To train for kayaking, imagine you're paddling and move those arms and upper body

Fitness Q & A

Health & Fitness

October 17, 2004|By Gailor Large | By Gailor Large,Special to the Sun

I am going to take a class in smooth-water kayaking. According to the instructor, I should be exercising my upper body and arms. What exercises would be good for this? I belong to a gym and have access to exercise equipment.

To answer your question, we enlisted the help of Edith Callahan, certified athletic trainer at the Downtown Merritt Athletic Club. The best way for you to train, says Callahan, is to mimic the kayaking motion as closely as possible. The simplest way to do this is to break down the activity into steps, and re-create each stage with free weights.

Your kayaking instructor, or even a trainer at your gym, should be able to help you with this. You will most likely target muscles like the deltoids, anterior deltoids and pectorals. Callahan also recommends the rowing machine for a slam-dunk upper-body and arms workout.

Are there any real physical benefits to getting a massage?

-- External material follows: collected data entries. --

PR #982, opened 2024-12-26
Feat: update primitive types & refactoring

mrLSD:
## Description

Updated dependencies:
➡️  `primitive-types 0.13.1`
➡️  `sputnikvm 0.47-beta.1`
➡️  Refactored `ethabi` types transformation
➡️  Refactored `primitive-types` transformation
➡️  Refactored tests

### DIFF
--- a/engine-precompiles/src/native.rs
+++ b/engine-precompiles/src/native.rs
@@ -131,10 +131,10 @@ pub mod events {
                 self.amount.to_big_endian(),
             ))]);
             let topics = vec![
-                ethabi::Hash::from(EXIT_TO_ETH_SIGNATURE.0),
-                ethabi::Hash::from(encode_address(self.sender).0),
-                ethabi::Hash::from(encode_address(self.erc20_address).0),
-                ethabi::Hash::from(encode_address(self.dest).0),
+                EXIT_TO_ETH_SIGNATURE.0.into(),
+                encode_address(self.sender).0.into(),
+                encode_address(self.erc20_address).0.into(),
+                encode_address(self.dest).0.into(),
             ];
 
             ethabi::RawLog { topics, data }
@@ -518,7 +518,7 @@ impl<I: IO> Precompile for ExitToNear<I> {
             address: exit_to_near::ADDRESS.raw(),
             topics: exit_event_log
                 .topics
-                .iter()
+                .into_iter()
                 .map(|h| H256::from(h.0))
                 .collect(),
             data: exit_event_log.data,
--- a/engine-precompiles/src/native.rs
+++ b/engine-precompiles/src/native.rs
@@ -7,7 +7,7 @@ use crate::prelude::{
     storage::{bytes_to_key, KeyPrefix},
     str,
     types::{Address, Yocto},
-    vec, Cow, ToString, Vec, U256,
+    vec, Cow, ToString, Vec, H256, U256,
 };
 #[cfg(feature = "error_refund")]
 use crate::prelude::{parameters::RefundCallArgs, types};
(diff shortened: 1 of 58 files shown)


engine-precompiles/src/native.rs
```diff
@@ -122,12 +127,14 @@ pub mod events {
...
-            let data = ethabi::encode(&[ethabi::Token::Int(self.amount)]);
+            let data = ethabi::encode(&[ethabi::Token::Int(ethabi::Uint::from(
+                self.amount.to_big_endian(),
+            ))]);
             let topics = vec![
-                EXIT_TO_ETH_SIGNATURE,
-                encode_address(self.sender),
-                encode_address(self.erc20_address),
-                encode_address(self.dest),
+                ethabi::Hash::from(EXIT_TO_ETH_SIGNATURE.0),
```
aleksuss, line 134: Would be shorter:
```suggestion
                EXIT_TO_ETH_SIGNATURE.0.into(),
```

engine-precompiles/src/native.rs
```diff
@@ -509,7 +516,11 @@ impl<I: IO> Precompile for ExitToNear<I> {
         let exit_event_log = exit_event.encode();
         let exit_event_log = Log {
             address: exit_to_near::ADDRESS.raw(),
-            topics: exit_event_log.topics,
+            topics: exit_event_log
+                .topics
+                .iter()
```
aleksuss, line 521:
```suggestion
                .into_iter()
```

engine-tests-connector/src/connector.rs
```diff
@@ -506,14 +506,14 @@ async fn test_deposit_with_0x_prefix() -> anyhow::Result<()> {
...
-            event_schema.signature(),
+            H256::from(event_schema.signature().0),
             // the sender is not important
             H256::zero(),
         ],
         data: ethabi::encode(&[
             ethabi::Token::String(message),
-            ethabi::Token::Uint(U256::from(deposit_event.amount.as_u128())),
-            ethabi::Token::Uint(U256::from(deposit_event.fee.as_u128())),
+            ethabi::Token::Uint(ethabi::Uint::from(deposit_event.amount.as_u128())),
```
aleksuss, line 515:
```suggestion
            ethabi::Token::Uint(deposit_event.amount.as_u128().into()),
```

aleksuss (commented):
Overall looks good, but I would change the `from`s to `into`s.

aleksuss (approved):

mrLSD:
@aleksuss LGTM last your refactoring.

engine-tests/src/tests/repro.rs
```diff
@@ -88,7 +88,7 @@ fn repro_5bEgfRQ() {
         block_timestamp: 1_651_073_772_931_594_646,
         input_path: "src/tests/res/input_5bEgfRQ.hex",
         evm_gas_used: 6_414_105,
-        near_gas_used: 649,
+        near_gas_used: 508,
```
birchmd, line 91: Quite a significant decrease! 🚀

engine-tests/src/utils/solidity/uniswap.rs
```diff
@@ -214,17 +214,17 @@ impl PositionManager {
             .function("mint")
             .unwrap()
             .encode_input(&[ethabi::Token::Tuple(vec![
-                ethabi::Token::Address(params.token0.raw()),
-                ethabi::Token::Address(params.token1.raw()),
+                ethabi::Token::Address(params.token0.raw().0.into()),
```
birchmd, line 217: Looks like there is a lot of this kind of type conversion now. I assume this is because `ethabi` is no longer actively maintained and thus depends on an old version of the Ethereum primitive types. I wonder if we should look into migrating to the `alloy` library some time in the future.

birchmd (approved):
LGTM

engine-tests/src/utils/solidity/uniswap.rs
aleksuss: Yes. Exactly, that's because the `ethabi` is no longer supported. But it's a good point about the `alloy` crate. We've already discussed it with @mrLSD.

PR #984, opened 2025-01-07
chore: extend clippy coverage

aleksuss:
## Description

The PR includes:

- extends clippy linter coverage of the crates
- adds new syntax for describing lints to check
- adds a new job to check that the XCC router is built

Some insignificant gas changes.


mrLSD (approved):

engine-modexp/src/arith.rs
```diff
@@ -399,19 +399,8 @@ pub fn join_as_double(hi: Word, lo: Word) -> DoubleWord {
 
 #[test]
 fn test_monsq() {
-    check_monsq(1, 31);
-    check_monsq(6, 31);
     // This example is intentionally chosen because 5 * 5 = 25 = 0 mod 25,
```
birchmd, line 402: I think it makes sense to keep this comment with the `check_monsq(5, 25)` test case.

engine-tests/src/tests/standard_precompiles.rs
```diff
@@ -55,7 +55,7 @@ fn profile_identity() {
 #[test]
 fn profile_modexp() {
     let profile = precompile_execution_profile("test_modexp");
-    utils::assert_gas_bound(profile.all_gas(), 8);
+    utils::assert_gas_bound(profile.all_gas(), 9);
```
birchmd, line 58: Strange that linting changes made the execution less efficient. It's not by much, so it's probably fine, but unexpected none the less.

birchmd (approved):

PR #997, opened 2025-02-12
ci: update security workflow

diegofigs:
## Description

Updates security workflow

N/A

## Testing

N/A

N/A

## Additional information

Previous version of workflow was targeted specifically for contracts, newer version is generic and supports different project configurations apart from contracts and has stronger/up-to-date security tooling


mrLSD:
@diegofigs we runs `clippy` and other `engine`-related tools in a different way, via `cargo make`.

.github/workflows/contract-analysis.yml
```diff
@@ -9,9 +10,8 @@ on:
     - cron: "30 5 * * *"
   workflow_dispatch:
 
-name: "Contract Security Analysis"
 jobs:
   contract_analysis:
     name: "Shared"
-    uses: aurora-is-near/.github/.github/workflows/contract_analysis.yml@master
+    uses: aurora-is-near/.github/.github/workflows/security_analysis.yml@master
```
mrLSD, line 16: It looks like black box. And CI fails. It seems better to create engine proposals before such changes, as in engine we run all via `cargo make`.

aleksuss (approved):

Issue #9, opened 2024-12-06
Allow users to configure max zoom


blms:
The Atlas client has requested that zoom be made less "aggressive"—one way to mitigate this would be a `maxZoom` config option that is passed to `boundingBoxOptions`, with the default remaining at 14.

Issue #8, opened 2024-12-06
Allow users to disable zoom on place detail selection


blms:
The Atlas client would like to mitigate some of the zoom-based context loss when navigating to a particular place on the map. 

My proposal is a configuration option to disable zoom onto a single entry when clicking into a place detail page. That way, the context of the other search results is maintained.

PR #11, opened 2024-12-17
Allow configuring max zoom and individual place zoom (#8, #9)

blms:
## In this PR

Per #8:
- Add a `search.zoom_to_place` boolean config option to allow disabling `fitBoundingBox` on the place detail page. In other words, allow users to disable zooming to an individual place on selection. Searches/filters narrowing the results will still zoom as before.

Per #9:
- Add a `search.max_zoom` numeric config option for adjusting the max zoom of the map.

## Notes

- Something I noticed while setting up my instance: the readme links to https://github.com/performant-software/core-data-tina-cms-content but that gives me a 404. Maybe it's a private repo? If it's been removed, we should update the readme.

### DIFF
--- a/public/config.json
+++ b/public/config.json
@@ -20,7 +20,10 @@
     "cluster_radius": 6,
     "result_card": {
       "title": "name"
-    }
+    },
+    "timeline": false,
+    "zoom_to_place": false,
+    "max_zoom": 8
   },
   "typesense": {
     "host": "example.typesense.com",
--- a/public/config.json
+++ b/public/config.json
@@ -22,8 +22,8 @@
       "title": "name"
     },
     "timeline": false,
-    "zoom_to_place": false,
-    "max_zoom": 8
+    "zoom_to_place": true,
+    "max_zoom": 14
   },
   "typesense": {
     "host": "example.typesense.com",
--- a/src/apps/search/Place.tsx
+++ b/src/apps/search/Place.tsx
@@ -14,7 +14,7 @@ import {
   usePlacesService,
 } from '@performant-software/core-data';
 import { LocationMarkers } from '@performant-software/geospatial';
-import { type AnnotationPage, useCurrentRoute, useNavigate } from '@peripleo/peripleo';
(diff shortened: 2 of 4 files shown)


src/apps/search/Place.tsx
```diff
@@ -132,6 +133,7 @@ const Place = () => {
         <LocationMarkers
           animate
           boundingBoxOptions={bboxOptions}
+          fitBoundingBox={Object.hasOwn(config.search, "zoom_to_place") ? config.search.zoom_to_place : true}
```
dleadbetter, line 136: The `underscore` library has a nice [get](https://underscorejs.org/#get) function that we could probably use here to avoid a ternary operator. Single quotes on string values.

public/config.json
```diff
@@ -20,7 +20,10 @@
     "cluster_radius": 6,
     "result_card": {
       "title": "name"
-    }
+    },
+    "timeline": false,
+    "zoom_to_place": false,
+    "max_zoom": 8
```
dleadbetter, line 26: Let's keep the `max_zoom` property as the default of "14".

dleadbetter (commented):
Just a couple of minor things, but looks good! Could we also update the table in the [Getting Started](https://github.com/performant-software/core-data-places/tree/develop?tab=readme-ov-file#getting-started) section of the `README.md` to include the new configuration properties?

> Something I noticed while setting up my instance: the readme links to https://github.com/performant-software/core-data-tina-cms-content but that gives me a 404. Maybe it's a private repo? If it's been removed, we should update the readme.

That link appears to have been removed in the `develop` branch, but if you're still seeing it there, let me know.

src/apps/search/Place.tsx
```diff
@@ -132,6 +133,7 @@ const Place = () => {
         <LocationMarkers
           animate
           boundingBoxOptions={bboxOptions}
+          fitBoundingBox={_.get(config.search, "zoom_to_place", true)}
```
dleadbetter, line 136: Being nit-picky, but single quotes around the string value here.

blms: Oops! 😅

dleadbetter (approved):

PR #14, opened 2024-12-19
Add default_sort and bump dependencies (#13)

blms:
## In this PR

Per #13:
- Add the `default_sort` option to the readme and example config.
- Bump required versions of react components libraries

Also:
- Bump netlify CLI, while we're here ([no breaking changes](https://github.com/netlify/cli/releases))


dleadbetter (approved):
Looks great!

Issue #7, opened 2024-12-06
Navigating between place detail pages causes data to be appended rather than replaced


blms:
When navigating from one place detail page to another using the map pins, data will be appended to the detail section rather than replacing its contents.

https://github.com/user-attachments/assets/73c4e33b-dd2e-412f-987b-fdb4270f0c6d

PR #16, opened 2024-12-19
Prevent key collision, resolve component duplication (#7)

blms:
## In this PR

Per #7:
- Fix a bug where place detail data would be appended rather than replaced, by preventing a key collision.

## Notes

Two adjacent components `PlaceDetails` and `RelatedRecords` shared a `key` attribute. For whatever reason, React decided that this meant it should append a new `PlaceDetails` whenever that key changed, while keeping the old one rendered. Resolving the collision also stopped this behavior.

### DIFF
--- a/src/apps/search/Place.tsx
+++ b/src/apps/search/Place.tsx
@@ -121,7 +121,7 @@ const Place = () => {
           />
         )}
         <RelatedRecords
-          key={uuid}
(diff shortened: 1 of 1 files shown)


dleadbetter (approved):
Interesting, I was unaware of this React behavior, but good catch 👍 .

PR #19, opened 2024-12-27
Initial pass at upgrading astro and tina to latest

ajolipa:
### In this PR
Upgrades to Astro v5.1.1 and TinaCMS v2.5.2, along with related dependencies. Also upgraded the PSS React component library packages to 2.2.20 while I was at it (this shouldn't be a breaking change).

The purpose of this PR is mainly to create a deploy preview to test the upgrades; locally nothing seems to have broken as far as I can tell so far.

UPDATE: Now updating to TinaCMS v2.6.0 and react component library 2.2.22.

### How to test
Ideally making these upgrades will not lead to any noticeable changes in the sites, so all functionality should be tested to make sure there weren't breaking changes we didn't catch:
- Map search, filtering, places detail panel
- Posts, including embedded map components
- Path viewer navigation and map functionality
- TinaCMS -- should be able to update and create content, including selecting places from the associated Core Data project to embed in posts or add to paths, adding images, etc
- Site should function smoothly in general (no broken links, loading errors, etc.)


dleadbetter (commented):
This looks good to me. Is there a GitHub issue we can link?

dleadbetter (approved):

PR #20, opened 2024-12-29
Playing around with Keycloak auth

ajolipa:
### In this PR
~This is not close to ready to be merged, just making a PR so I can play with the deploy previews on Netlify.~

Implements KeyCloak auth for TinaCMS


auth.config.ts
```diff
@@ -0,0 +1,15 @@
...
+import dotenv from 'dotenv';
+
+dotenv.config();
+
+export default defineConfig({
+  providers: [
+    Keycloak({
+      clientId: process.env.AUTH_KEYCLOAK_ID || 'tinacms',
+      clientSecret: process.env.AUTH_KEYCLOAK_SECRET || '',
+      issuer: process.env.AUTH_KEYCLOAK_ISSUER || 'https://keycloak.archivengine.com/realms/GBoF'
```
dleadbetter, line 12: Do we want to hard-code `https://keycloak.archivengine.com/realms/GBoF` here?

ajolipa: Ah, probably not, good call.

Issue #23, opened 2025-01-08
Add "Show more" option to facet lists


dleadbetter:
By default, the groups of facets only display the first 10 options. We should add a "Show more" option to allow users to view the full list of facet values.

PR #24, opened 2025-01-09
CDP #23 - Facets show more

dleadbetter:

"Massage is weaving its way into mainstream medicine," says Pete Backe, physical therapist at Kernan Physical Therapy in Millersville. There are clear benefits to massage, including increased blood flow and reduction of muscular spasm, says Backe.

While a massage may not cure serious physical problems -- although, then again, it can -- it can certainly do wonders to ease existing ailments. If nothing else, it's great for relaxation.